[[ Data extract, beginning ]]

PR #605, opened 2026-07-31
feat(hipsr): add pool-alloc greedy grouping

zz002:
## Summary

`-hipsr-pool-alloc` now groups each pool domain's allocs by lifetime: an alloc joins the first group whose members are all disjoint from it, otherwise it opens a new one. The pass still rewrites nothing; the `emit-pool-report` remark gained the group each alloc landed in.

## Related issue or design

Upstream [`wcy123/onnx-hipdnn-ep#110`](https://github.com/wcy123/onnx-hipdnn-ep/issues/110) (greedy grouping utility), a step of [`wcy123/onnx-hipdnn-ep#19`](https://github.com/wcy123/onnx-hipdnn-ep/issues/19), which links the HIPSR Pool Allocation Pass design page. Follows [#591](https://github.com/ROCm/hip-ep/pull/591) (`#109`, liveness).

## Why

Group numbering ends up in the report, and `#117` will turn it into pool offsets, so it has to be reproducible. Two things make it so: allocs are collected by walking the block rather than iterating the `Value` -> `Lifetime` map, whose order is pointer-hash dependent; and the sort by lifetime start is stable, because allocs feeding several `outs` of one DPS op share a start and an unstable sort would order them arbitrarily.

Touching endpoints count as overlapping. The op that first writes the later buffer is still reading the earlier one, so `[1,3]` and `[3,5]` cannot share space.

## What

- `greedyGrouping(Block &, const DenseMap<Value, Lifetime> &)` returning groups as vectors of allocs, next to `computeLiveness` in the same anonymous namespace.
- `emitPoolingReport` takes the groups and reports `lifetime [a,b] group N`. Per-domain totals (alloc and group counts, reuse ratio) belong to `#118`.
- `pool_alloc_report.mlir`: existing ranges gained their group, plus the two boundary topologies.

## Test plan

- [x] Full `check-hip-mlir-lit` — 361 passed, 3 unsupported, 0 failed.
- [x] Mutation check: flipping one expected `group N` fails the run, so the new assertions are not vacuous.

Grouping is covered by chromatic number of the interval graph: `coalesce_static` (four disjoint allocs of differing sizes, one group), `interleaved_allocs` and `hoisted_allocs` (one alloc over two disjoint ones, two groups), `split_three_groups` (pairwise overlap, three groups).

## Notes for reviewers

- `coalesce_static` and `split_three_groups` are lifted verbatim from the reference implementation in [#572](https://github.com/ROCm/hip-ep/pull/572), minus its `CHECK` lines, which assert the pooled IR that does not exist yet. Keeping the fixtures identical means `#117` adds assertions instead of rewriting tests. They live in `pool_alloc_report.mlir` for now because a remark is the only thing to assert before the rewrite is wired; `#117` moves them to `pool_alloc.mlir`.
- Tests are lit rather than gtest: the inputs are a `Block` and its `Value`s, which gtest would have to build by hand, and the RUN line's `--implicit-check-not=hipsr.get_pool --implicit-check-not=memref.view` doubles as proof the pass is still a no-op. Happy to add a unit test if reviewers prefer one.
- `greedyGrouping` runs unconditionally and its result is only read under `emit-pool-report`, matching how `computeLiveness` landed in `#109`. `#117` consumes it for real.

## Checklist

AI assistance: Cursor implemented `greedyGrouping`, ported the two fixtures, and ran the lit and pre-commit validation above; I reviewed the result and hand-checked every expected lifetime and group against the fixture IR.

### DIFF
--- a/lib/Dialect/Hipsr/Transforms/HipsrPoolAllocPass.cpp
+++ b/lib/Dialect/Hipsr/Transforms/HipsrPoolAllocPass.cpp
@@ -13,8 +13,10 @@
 #include "mlir/IR/BuiltinOps.h"
 #include "mlir/Interfaces/DestinationStyleOpInterface.h"
 
+#include "llvm/ADT/ArrayRef.h"
 #include "llvm/ADT/DenseMap.h"
 #include "llvm/ADT/STLExtras.h"
+#include "llvm/ADT/SmallVector.h"
 
 #include <cstddef>
 #include <optional>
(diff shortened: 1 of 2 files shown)


wcy123 (approved):
LGTM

[[ Data extract, end ]]

Go through the records and show every line with the string "result" in it.

- `greedyGrouping` runs unconditionally and its result is only read under `emit-pool-report`, matching how `computeLiveness` landed in `#109`. `#117` consumes it for real.
AI assistance: Cursor implemented `greedyGrouping`, ported the two fixtures, and ran the lit and pre-commit validation above; I reviewed the result and hand-checked every expected lifetime and group against the fixture IR.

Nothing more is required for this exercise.